A report published by SolarWinds finds IT service management (ITSM) teams that have adopted generative artificial intelligence (AI) technologies are saving just under five hours responding to IT incidents.

Specifically, the analysis of more than 60,000 aggregated and anonymized customer data points from 2,000 ITSM systems finds average time saved per incident is 4.87 hours, or roughly a 18% reduction from the 27.42 hours previously required to resolve an incident.

Lauren Okruch, senior manager for ITSM at SolarWinds, said it’s becoming apparent that AI is starting to have a substantial impact on IT management as more tedious tasks are increasingly automated.

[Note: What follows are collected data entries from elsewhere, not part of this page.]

PR #30836, opened 2026-09-06
[Telegram] Fix bot messages showing as Unknown (migrate archived GramJS to teleproto)

fatherkam:
## Description

Closes #30817.

Messages from bots appeared as **"Unknown"** in the list, or vanished from it entirely. There are two causes, one on the wire and one in this extension.

### Telegram is not sending the content

Telegram added rich messages for bots in **API layer 228**. The `telegram` package (GramJS) is pinned to **layer 198**, and rather than downgrading newer content the server withholds it, substituting `messageMediaUnsupported` with the text stripped.

Captured from a live bot chat, every affected message arrives as:

```
out: false, hasText: false, textLength: 0,
mediaClass: "MessageMediaUnsupported"
```

`parseMessageMedia` maps that to type `"unknown"`, and the list item falls back to the media label — rendering the title as literally "Unknown". No parser change can recover this, because the bytes are never delivered. The client logs `Using LAYER 198 for initial connect` on every connection.

**GramJS has been archived by its authors.** Its npm deprecation notice reads:

> This package is archived and no longer maintained. Development continues in teleproto, a largely compatible, actively maintained fork.

This PR follows that instruction. teleproto is on layer 229. The swap is five import lines — `TelegramClient`, `StringSession`, `Api` and `computeCheck` are unchanged, and existing `StringSession` strings are read as-is, so **users stay logged in**. It typechecks with no other changes; `sendReadAcknowledge`, the one renamed method, is not used here.

For reviewer confidence: **this extension is the only consumer of GramJS in the repository** — nothing else is affected.

### The extension cannot read the content

With delivery restored, the text still needs reading. Rich message content lives in `message.richMessage` as a block tree, not in the flat `message.message` string, so both filters that decide whether a message is worth showing —

```ts
messages.filter((msg) => msg.message || msg.media)
```

— discarded every one of them. On the test chat that was **50 fetched, 30 kept**: the missing 20 were the bot's messages.

They are now read through teleproto's `Rich` helpers: whitespace-collapsed plain text for list titles, and Markdown for the detail pane so the bot's formatting survives.

## Screencast

Verified against a live bot chat: messages that rendered as "Unknown" — and then disappeared once delivery was restored — now show their real text, with formatting preserved in the detail pane.

## Checklist

- [x] I read the [extension guidelines](https://developers.raycast.com/basics/prepare-an-extension-for-store)
- [x] I read the [documentation about publishing](https://developers.raycast.com/basics/publish-an-extension)
[...]

PR #30837, opened 2026-09-06
[Telegram] Add a vitest suite

fatherkam:
## Description

Adds a `vitest` suite and an `npm test` script.

> **Stacked on #30836.** Please merge that first; the diff here will then reduce to the test files alone. (#30835 has merged.)

**No production behaviour changes.** The only edits outside test files are three functions in `telegram-client.ts` changed from module-private to exported, plus the new script and dev dependency.

23 tests across four files, chosen to guard behaviour that has actually broken rather than to chase coverage:

| Under test | Guards against |
|---|---|
| `renderMessageContent`, `hasRenderableContent` | Rich messages carry their text outside `msg.message`; filtering on `message \|\| media` alone silently dropped every one of them |
| `buildMarkdownWithMedia` | Photos being re-inlined as base64, which rendered a blank detail pane; asserts a percent-encoded `file://` URL |
| `parseMessageMedia` | The fallthrough that turns unrecognised media into `"unknown"` |
| `groupChatsByPinned`, `groupMessagesByDate`, `extractUrlFromText` | Existing pure helpers that had no cover |

The suite was checked to actually fail on regression: restoring the old `message || media` filter fails exactly one test and no others.

### One note on the setup

`@raycast/api` ships **types only** and has no runtime entry, so a test runner cannot resolve it — even `vi.mock` needs the specifier to resolve first. `vitest.config.ts` aliases it to `test/raycast-api.stub.ts`, which supplies the two members `telegram-client` touches at import time (`environment.supportPath` and `LocalStorage`). Happy to change the approach if there's a house convention here.

Also worth flagging: **no workflow in this repository runs tests**, so this is a guard for contributors running `npm test` locally rather than a CI gate. Let me know if you'd rather not carry it.

## Checklist


0xdhrv (commented):
Hey @fatherkam 👋

Could you resolve the merge conflict?

---

pernielsentikaer:
Hi @fatherkam 👋

Thanks for adding the test suite 💪 Lint, build, and all 30 tests pass locally, and I confirmed the regression claim (reverting the `message || media` filter fails exactly one test).

Two small notes, neither blocking:

- The description says 23 tests; the suite now has 30.
- The stub lives at `test/raycast-api.stub.ts`, but the repo convention is `src/__mocks__/@raycast/api.ts` aliased in the Vitest config (e.g. `extensions/clip`, `extensions/dagster`). Keeping it under `src/` also puts it inside `tsconfig.json`'s `include`. No strong rule here, just flagging since you asked 🙂

Nothing else from me.

pernielsentikaer (approved):
Looks good to me, approved 🔥

fatherkam:
@raycastbot I linked my Github profile to my Raycast account as requested.

PR #30838, opened 2026-09-06
Add bLine Clipboard extension

bhivedev:
## Description

**bLine Clipboard** searches the clipboard history that [bLine](https://bhive.software/bline) keeps in sync across a person's Macs, from Raycast: text, links, images and screenshots (searchable by the text inside them), from every Mac in their bLine.

One command, **Search Clipboard History**. Typing filters by a clip's text, its kind, the app it came from, the Mac it came from, or the words inside a screenshot. `⏎` copies the clip, `⌘⏎` pastes it in the frontmost app, `⌘Y` opens Quick Look, `⇧⌘P` pins it on every Mac, `⌃X` deletes it from every Mac, `⇧⌘D` toggles the preview pane.

**Requires bLine to be installed** (`/Applications/bLine.app`, build 63 or later). The extension reads history through bLine's own command-line helper, which ships inside the app, so nothing leaves the Mac and there is no account or token. Without bLine the command shows an error saying so. No binaries are downloaded by the extension.

**On the title:** `ray lint` asks for "BLine Clipboard" in title case. The product is written *bLine* (the b is lower case, as in the app, its site and its bundle); if that is a blocker I will change it.

## Screencast

Three screenshots are in `metadata/` (2000×1250): the list with the preview pane, a filtered search, and the actions panel. They were taken on a throwaway demo history.

## Checklist

- [x] I ran `npm run build` and [tested this distribution build in Raycast](https://developers.raycast.com/basics/prepare-an-extension-for-store#metadata-and-configuration) — `npm run build` succeeds; the extension was exercised in Raycast from the same source via `ray develop` on macOS 27, which is where the screenshots come from


bhivedev:
Addressed the five automated findings in the two follow-up commits:

- A failed history load now shows an empty view naming the reason (bLine not installed, or the helper's error) with a Try Again action, instead of an empty list.
- "Paste in Frontmost App" on an image now pastes the materialised file via `Clipboard.paste({ file })`, rather than only copying.
- The search haystack includes the clip's kind and the app it came from, as the README says.
- `getPreferenceValues` uses the generated `Preferences.SearchHistory` type; `tsconfig` includes `raycast-env.d.ts` so it resolves.
- README: Return copies, Command-Return pastes.

`npm run build` and `npm run lint` are clean apart from the title-case warning noted in the description.

bhivedev:
Withdrawing this submission — bLine is no longer being distributed, so there's nothing to review. Thank you for your time.

PR #30840, opened 2026-09-06
Add streakify extension

SerhiiNadoienko:
## Description

Track and manage daily habits directly from Raycast and your menu bar with custom emojis and strict streak rules.

## Screencast
Screencast preview 1

Screencast preview 1

Screencast preview 3


pernielsentikaer (changes requested):
Hi @SerhiiNadoienko 👋

Thanks for the submission and the screencast 💪 The extension builds and lints cleanly on my side, and the streak/undo/edit logic checks out.

I found these while reviewing:

**Screenshots are missing** — `create-streak` and `manage-streaks` are `view` commands, but there's no `metadata/` folder in `extensions/streakify`. Extensions with view commands need screenshots captured with Raycast's Window Capture tool (tick **Save to Metadata**). Could you add at least three? The [screenshot guidelines](https://developers.raycast.com/basics/prepare-an-extension-for-store#screenshots) cover the format — 2000×1250, same background across all shots.

**`launchCommand` is unhandled** — the three calls in `src/menu-bar.tsx` aren't wrapped, so a failed launch goes unnoticed. Could you wrap them, e.g.:

```tsx
try {
  await launchCommand({ name: "manage-streaks", type: LaunchType.UserInitiated });
} catch (error) {
  console.error("Failed to launch Manage Streaks", error);
}
```

One thing from the earlier Greptile thread, which I don't consider blocking: `writeQueue` in `src/storage.ts` serializes writes inside a single command process, but the menu-bar and view commands run as separate processes, so a simultaneous write from both could still drop a change. Did you consider that, or is the small window acceptable to you?

---

PR #30843, opened 2026-09-06
Add People extension

mathiswrong:
People is a contacts app for Mac, iPhone, and iPad. This extension searches the Mac app's authenticated, read-only local API and displays contacts and their fields in Raycast.

Users can launch People directly from Raycast before configuring an access key. Searching starts People when needed and retries while the app starts. Setup and connection errors include actions to open People, configure the key, or retry.

Commands:

- **Open People**: launch People or bring its main window forward, including before access-key setup.
- **Search People**: search by name, company, email address, or phone number; browse and copy contact fields; compose email, call, open links or addresses, or open the contact in People.
- **Report a Bug**: open a pre-addressed support email.

Requires People installed on the same Mac and subscription access for contact searches. Contact requests require a per-launcher access key. Setup is described in the README.

## Validation

- `npm test`: seven tests pass, covering cold startup, startup timeout, authentication errors, cancellation, and launch failure.
- `npm run build` (including an explicit `tsc --noEmit`) and `npm run lint`: pass.
- Manual testing of the new launch and recovery paths in Raycast remains pending.

## Open review item

The existing API sends a bearer key to a fixed loopback port. The server-authentication concern remains unresolved and requires a coordinated app and extension change.

## Screenshots

Existing contact-search screenshots are in `metadata/`.


pernielsentikaer (changes requested):
Hi @mathiswrong 👋

Thanks for the extension and the follow-up commits 💪 I checked out the branch and ran the tests, `ray build`, `tsc --noEmit`, `ray lint`, and the metadata validator locally — all pass, and the launch/retry handling reads well.

I found this while reviewing:

**The access key is sent to the loopback port before we know People owns it.** In `src/people-client.ts`, `requestPeople` puts `Authorization: Bearer ${accessKey}` on the very first request to `http://127.0.0.1:47631/v2...`, and the port is contacted without any check that the listener is actually People. If another local process happens to hold 47631 while People is closed, it receives the persistent key — and that key then lets it read the user's contacts through People's own API. Since the app already exposes this API, could you close this together with the app-side change, for example a handshake where the server proves it knows the key before the client sends it (or verifying the listening process before the first request)? Your PR description already flags it as unresolved, and I'd like it settled before we list the extension.

A few optional things, no rush on any of them:

- The three screenshots are all the search list with a different query. One showing the contact detail view (fields plus the email/phone/link/address actions) would show off the main value of the extension.
- A rejected key (401), a missing app, and an exhausted retry budget all end up as "People is unavailable" with the "copy your key" description. Distinguishing a bad key from "the app isn't running" would point people at the right fix.
- Each request uses a 1s timeout, and a timeout is handled the same as "app not running", so a slow first search on a large contact index can end in the unavailable state. If People can take more than a second, a longer first attempt would avoid that.
- `version` is `2.0.0` with a "Launch People from Raycast" entry above "Initial Version" — is this shipping on top of an earlier build for your app's users? Just want to be sure there's no earlier listing I should account for.

---

PR #30858, opened 2026-09-07
Add skills-manager extension

TDHSC:
## Description

Adds **Skills Manager**, a front end for the [Skills Manager](https://github.com/xingkongliang/skills-manager) desktop app and its `skills-manager-cli` binary, which maintains one shared library of AI agent skills and deploys them into Claude Code, Codex, Cursor and 50+ other agents.

The extension implements no logic of its own. Every action shells out to the CLI in `--json` mode and renders the result with native Raycast components; the CLI shares its SQLite database and repository lock with the desktop app, so state stays consistent between the two.

**Commands**

| Command | What it does |
| --- | --- |
| My Skills | Browse the library, filter by agent / preset / tag / source, read a skill's `SKILL.md`, deploy or undeploy per agent, manage tags, remove |
| Search Skills | Search the skills.sh marketplace and install, with the deploy step offered immediately |
| Presets | Deploy, undeploy and edit the membership of skill presets |
| Agents | Inspect detected agents and toggle which ones receive skills |
| Check for Skill Updates | Probe upstream for updates and apply the ones you pick |

**Requirements.** The Skills Manager app must be installed (`brew install --cask skills-manager`). Opening it once publishes a version-matched CLI to `~/.skills-manager/bin`, which the extension prefers; a standalone CLI on `PATH` also works. When neither is present the extension shows a guidance screen instead of failing, and there is a `CLI Path` preference for unusual installs.

**Notes for review**

- Destructive commands (`skills remove`, `presets delete`, `agents disable`) are always gated behind a `confirmAlert` before `--yes` is passed. Enabling an agent also confirms first, because the CLI syncs the legacy active preset into it immediately.
- A refused deployment (`TARGET_CONFLICT`) and a held-back update (`held_back_removals`) each get a dedicated screen rather than a toast: both need to say which paths are involved and that nothing was changed.
- Reading a skill is the default (Return) action in every list, so no bare Return mutates a deployment.
- Out of scope on purpose: the CLI's `git` command group, the legacy exclusive-sync workflow, the deprecated `skills enable/disable`, and `set-source --force`.

## Screencast

To follow — the extension drives a local CLI against the author's personal skill library, so a clean recording is being prepared separately. Happy to provide one on request if that blocks review.

## Checklist


pernielsentikaer (changes requested):
Hi @TDHSC 👋

Thanks for the very thorough write-up and the CLI-only design — the notes around refused deploys and held-back updates made this quick to follow 💪

**Overlap with an existing extension.** We already have [Skills](https://www.raycast.com/keito4/skills) in the Store by @keito4, which searches the skills.sh marketplace, installs for all supported agents, lists/removes installed skills per agent, and checks for updates. Your central library with a separate deploy step, presets, tags and the Skills Manager app state look like the real differences. Could you look into enhancing that extension instead of adding a separate one? If there's a difference I'm missing, could you explain it here? 🙂

---

PR #30861, opened 2026-09-07
Add kloak extension

naetikarvind:
## Checklist


pernielsentikaer (changes requested):
Hi @naetikarvind 👋

Thanks for the Kloak extension 💪 The command layout is clear, the build and metadata checks pass, and the concealed-copy/auto-clear flow is a nice touch.

I found a couple of things while reviewing:

**Stale import content.** In `src/import-vault.tsx`, if a newly selected file fails to load (`handleFilesChange`'s `catch`) or the picker is cleared, the old `content`/`format` stay in state. Since `handleImport` only reads `files[0]` when `content` is empty, pressing **Run Import** then sends the previously loaded export to `vault.import` instead of the file just selected. Could you clear `content`/`format` on read failure and on empty selection — or track the loaded file and refuse to import when it doesn't match the current `files[0]`?

**Favorites can't be saved.** `src/search-vault.tsx` calls `requestDaemon("vault.toggleFavorite", { id: item.id })`, but the Kloak daemon's RPC switch doesn't implement `vault.toggleFavorite`, so the optimistic update gets rolled back and users see "Failed to update favorite". The daemon supports `vault.updateItem`, so `requestDaemon("vault.updateItem", { id: item.id, updates: { favorite: updatedFav } })` should work.

Two smaller things: the `vault.generateTotp` fallback passes `{ secret, details }` while the daemon reads `params.options`, so non-default algorithm/digits/period are ignored on that path — passing `options` instead would fix it. And the README's Requirements section needs a link showing where users can get the Kloak app/daemon, since the extension can't work without it.

---

PR #30956, opened 2026-09-10
Update attio extension

chrismessina:
## Description

Adds record creation and Raycast AI support to the Attio extension. New `Create Person`, `Create Company`, and `Create Deal` commands open a schema-driven form with draft support, and every record list gets a `New <Object>` action (`⌘N`) — including a create path straight from a "no matches" search. The edit form now also covers person names (split First/Last, matching Attio's editor), owners, and single record links such as a person's Company, via a live record-search picker.

### Changes

- Create Person / Create Company / Create Deal commands with Raycast draft support; `⌘N` from any record list (custom objects included, via an inline form)

image

image

image

- Create/edit forms render every writable attribute from the workspace schema: split name fields, workspace-member owner dropdown, tag-style multi-value entry (domains validated for well-formed TLDs), inline required/invalid validation
- Editing now supports names, owners, and single record links (async record search scoped to the attribute's allowed objects); one PUT per save, changed values only
- Record action panels reordered for consistency: open/pin/new, edit + copy, view controls, then export with delete always last
- Success toast after creating offers Open <Object> (in Raycast) and Open in Attio

- **AI Extension**: `@attio` tools for Search Records, Create Person, Create Company, and Create Deal — writes behind confirmations, deal stages resolved case-insensitively, owners matched by member name or email; `ai.yaml` ships instructions plus 11 evals (11/11 passing via `ray evals`)

## Checklist

### DIFF
--- a/extensions/attio/CHANGELOG.md
+++ b/extensions/attio/CHANGELOG.md
@@ -1,6 +1,6 @@
 # Attio Changelog
 
-## [Create Records + AI Tools] - {PR_MERGE_DATE}
+## [Create Records + AI Tools] - 2026-09-12
 
 ### Create People, Companies, and Deals
 
--- a/extensions/attio/CHANGELOG.md
+++ b/extensions/attio/CHANGELOG.md
@@ -1,5 +1,25 @@
 # Attio Changelog
 
+## [Create Records + AI Tools] - {PR_MERGE_DATE}
+
+### Create People, Companies, and Deals
+
+- Dedicated Create Person / Create Company / Create Deal commands with Raycast draft support — dismiss mid-entry and pick the form back up later
+- New Record (`⌘N`) from every record list — the standard objects open their Create command; custom objects get the same schema-driven form inline
+- Schema-driven form: writable attributes from your workspace schema, inline required/invalid validation, tag-style entry for multi-value fields (domains validated for well-formed TLDs), person names parsed into Attio's name format, deal owners picked from workspace members
+- Success toast offers Open in Attio for the record you just created
+- Record action panels reordered: open/pin/new up top, edit and copy together, view controls, then export with delete always last
+
+### Editing
+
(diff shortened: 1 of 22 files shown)


pernielsentikaer (changes requested):
Hi @chrismessina 👋

Thanks for adding record creation and AI tools 💪

When reopening a Create Person draft containing a Company link, `RecordCreateForm.tsx` restores the encoded value but doesn’t seed `RecordRefPicker`’s items. The saved relationship is still submitted despite having no matching dropdown item.

Could you preserve the restored selection before search results load, resolving its title where possible? A fallback in `RecordRefPicker.tsx`, after assembling `items`, would be:

```tsx
if (props.value && !items.has(props.value)) {
  items.set(props.value, props.value);
}
```

---

chrismessina:
Thanks @pernielsentikaer 👋 Good catch — fixed in `RecordRefPicker.tsx`.

I went slightly past the suggested fallback: rather than showing the raw encoded ref as the title, the orphaned value is resolved through the existing `useRecordTitles` hook, so a reopened draft shows the actual company name. It falls back to the raw ref only if the lookup fails, so the saved relationship is never lost:

```tsx
const orphan =
  props.value && props.value !== props.initial?.value && props.value !== picked?.value && props.value.includes(":")
    ? props.value
    : "";
const { titleFor } = useRecordTitles(orphan ? [decodeRef(orphan)] : []);
// ...after assembling items:
if (orphan && !items.has(orphan)) items.set(orphan, titleFor(decodeRef(orphan).target_record_id)?.title ?? orphan);
```

It only fires when the value matches neither the initial value, the picked one, nor a search hit, so the normal path is unchanged. Verified by hand: create a Person, link a Company, pop back out to the draft, reopen — the selection is restored with its name.

Marking as ready for review 🙏

pernielsentikaer (approved):
Looks good to me, approved 🔥

PR #30957, opened 2026-09-10
Update Digger extension

chrismessina:
## Description

Digger gains two sections and a set of export actions, and fixes three cases where it stated something it had not established.

image

**Well-Known** probes the paths under `/.well-known/` and reports which ones a site actually publishes. A path prefix cannot be listed, so each is requested individually — and judged by its opening bytes rather than its status code, because a single-page app answers `200` to every path it does not recognise.

image

image

**Theme** shows the colors a page declares: `theme-color` per media query, `color-scheme`, the `data-theme` family, and the CSS custom properties in its stylesheets. Modern color syntaxes and `var()` chains are resolved so each token draws a real swatch, viewable as a list or a color grid.

### Changes

**Added**

- **Well-Known section** — 82 GET-answerable paths from the IANA Well-Known URIs registry, plus a few widely deployed but unregistered ones (`apple-app-site-association`, `assetlinks.json`). Contents open in place, with copy and download actions. Paths that could not be checked are reported separately from paths the host answered for.
- **Theme section** — `oklch()`, `lab()`, `lch()`, `color(display-p3 …)` and `var()` references are resolved to hex so they render as swatches. A grid view shows the palette; the full set can be expanded to read every linked stylesheet.
- **Copy and Download actions** on `robots.txt`, `sitemap.xml` and each well-known file — as text, Markdown or CSV. A sitemap's `<url>` entries and `robots.txt`'s directives expand into rows.
- **Copy actions in Metadata** for page title, description, Open Graph description and Open Graph image URL.
- **Code Formatting preference** — pretty-prints minified JSON and XML in the file viewer. Copy and Download always yield the original bytes.

**Fixed**

- **Pages fetched in the wrong language.** Digger sent no `Accept-Language`, so sites that content-negotiate chose one; one returned `lang="ar-AR"` for an English page, and every metadata field read from it described the wrong translation.
- **`sitemap.xml` reported as malformed when a site simply has none.** A `200` serving an HTML error page now reads as absent, and a `406` as unavailable, rather than "could not parse sitemap structure".
- **Truncated overflow labels.** "…and 9 more" rendered as a clipped `......ore` in four sections; the text was in the value column, which is right-aligned and truncates from the left.

**Housekeeping**

- Removes `TODO.md`, which was included in an earlier release and is not useful to readers of this repository.
- `@raycast/api` 2.1.3 → 2.2.1.

## Checklist


0xdhrv (approved):
Looks good to me, approved ✅

PR #30959, opened 2026-09-10
Update google-maps-search extension

krsntn:
## Description

Setting **Preferred Starting Location** to `Home` (with a Home Address filled in) had no effect on the **Get Me Somewhere** command. The "Starting from" dropdown correctly displayed `Home`, but the generated directions always started from the user's current location.

## Root cause

In `src/travelTo.tsx`, the dropdown selection and the address used to build the URL are two separate pieces of state:

- `origin` was initialized from `preferences.preferredOrigin`, so the dropdown rendered `Home` as expected.
- `originAddress` was hardcoded to `""` on mount, and was only ever populated inside `handleOriginChange`, which fires exclusively on a *manual* dropdown change.

So on first open the two disagreed, and `makeDirectionsURL` was called with an empty origin. Google Maps interprets an empty `&origin=` as the current location, which is why the preference appeared to be ignored, selecting `Home` by hand in the dropdown worked, which masked the bug.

In fact, the report notes that a mid-sized IT team managing 5,000 incidents each year would recover 24,350 hours of work annually. Based on a cost of $28 per hour for a help desk professional in the U.S., that saving in time equates to more than $680,000 a year, according to the report.

It’s not clear how pervasively AI has been adopted by ITSM teams but most of them have at least now been exposed to it. While it’s not clear to what degree AI might be impacting job opportunities for IT professionals, many of them are also concluding that some elements of their jobs, such as generating incident reports, are thankfully being more automated. Before too long, many of those same IT professionals will not want to work for organizations that don’t provide the AI tools needed to automate tedious tasks, noted Okruch. The simple truth is most ITSM teams have more projects assigned to them today than they can really hope to complete, she added.

The challenge is that the more structured an IT environment is, the more value an organization will derive. Unfortunately, adoption of best ITSM practices remains uneven so some organizations might require more time to benefit from AI, said Okruch.

ITSM teams will also need to exercise a certain amount of forbearance as, for example, an AI agent learns the nuances of an IT environment, she added. Like any new member of an IT team, it takes time to get to know an AI agent, said Okruch.

Hopefully, as IT environments continue to become more complex, they will, paradoxically, become easier to manage at the same or lower relative cost. Arguably, many organizations have not deployed as many applications as they might prefer simply because there hasn’t been a large enough IT staff to deploy them.

Each IT team will need to decide how much faith to put in AI agents to automate specific tasks, but there is a wide range of tedious tasks that could be automatically assigned to an AI agent, such as, for example, updating an operating system to eliminate a vulnerability. The overall goal should be to reduce the amount of time required to complete any IT task. IT teams, however, will still need to make sure those tasks have been correctly implemented.

In the meantime, IT teams would be well advised to start identifying tedious tasks that might be better handled by an AI agent. It’s not likely AI agents will replace the need for IT professionals, but it is all but certain that the way IT is managed is about to fundamentally change, mainly for the better.